In Italia, come in Europa e Stati Uniti, la sorveglianza epidemiologica della listeriosi risulta essere ancora limitata, con prevalente interesse rivolto ai focolai.

Esiste, quindi, un ampio consenso sulla necessità di attivare programmi di sorveglianza della listeriosi invasiva e gastrointestinale attraverso una migliore comunicazione e reporting per l'analisi di casi clinici, alimenti e fonti ambientali.

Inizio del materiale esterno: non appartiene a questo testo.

PR #18937, opened 2026-01-19
server : refactor oai_parser_opt, move it to server_chat_params

ngxson:
In this PR:
- Rename `oaicompat_parser_options` --> `server_chat_params`
- Store `common_chat_templates_ptr` inside it
- `ctx_server.get_meta()` now returns `common_chat_templates_ptr`
- For CLI: chat template is now applied in `cli.cpp`; this should allow defining tools from CLI in the future

### DIFF
--- a/tools/server/server-context.cpp
+++ b/tools/server/server-context.cpp
@@ -534,8 +534,7 @@ public:
     server_queue    queue_tasks;
     server_response queue_results;
 
-    common_chat_templates_ptr chat_templates;
-    oaicompat_parser_options  oai_parser_opt;
+    server_chat_params chat_params;
 
     ~server_context_impl() {
         if (!sleeping) {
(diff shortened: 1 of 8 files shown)


tools/server/server-context.cpp
```diff
@@ -907,6 +874,42 @@ struct server_context_impl {
...
+
+            // thinking is enabled if:
+            // 1. It's not explicitly disabled (reasoning_budget == 0)
+            // 2. The chat template supports it
+            const bool enable_thinking = params_base.use_jinja && params_base.reasoning_budget != 0 && common_chat_templates_support_enable_thinking(chat_templates.get());
+            SRV_INF("thinking = %d\n", enable_thinking);
+
+            // print sample chat example to make it clear which template is used
+            // @ngxson modern templates are too long, spam the logs; printing the example is enough
+            LOG_INF("%s: chat template, example_format: '%s'\n", __func__,
```
pwilkin: Maybe move this to after line 881 instead of calling example twice? If we fallback to chatml we don't really need to print the example.

pwilkin (approved):
Just a minor one.

tools/server/server-context.cpp
ngxson: nice catch, I removed the chatml fallback logic altogether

Sulla base di tali premesse, la Sezione di Igiene e Medicina Preventiva del Dipartimento di Scienze Biomediche dell’Università di Sassari, struttura appartenente, per le competenze assistenziali, all’U.O.C. di Igiene dell’Azienda Ospedaliero Universitaria, che già dal 2000 è stata individuata dalla Regione Sardegna come Laboratorio Regionale di riferimento nella rete di sorveglianza nazionale applicata alle meningiti batteriche, coordinata dall’Istituto Superiore di Sanità, ha già da tempo avviato un articolato progetto di Ricerca, in collaborazione con la Sez. di Ispezione degli alimenti del Dipartimento di Veterinaria.

Il principale obiettivo del progetto di ricerca assegnatomi è stato quello di sorvegliare le infezioni sostenute da L. monocytogenes attraverso l’implementazione di un sistema di sorveglianza attiva ospedaliera e comunitaria allo scopo di descrivere le caratteristiche epidemiologiche dell’infezione nel territorio del Nord Sardegna e descrivere, da un punto di vista fenotipico e genotipico, i ceppi isolati dall’uomo, dagli alimenti e dall’ambiente.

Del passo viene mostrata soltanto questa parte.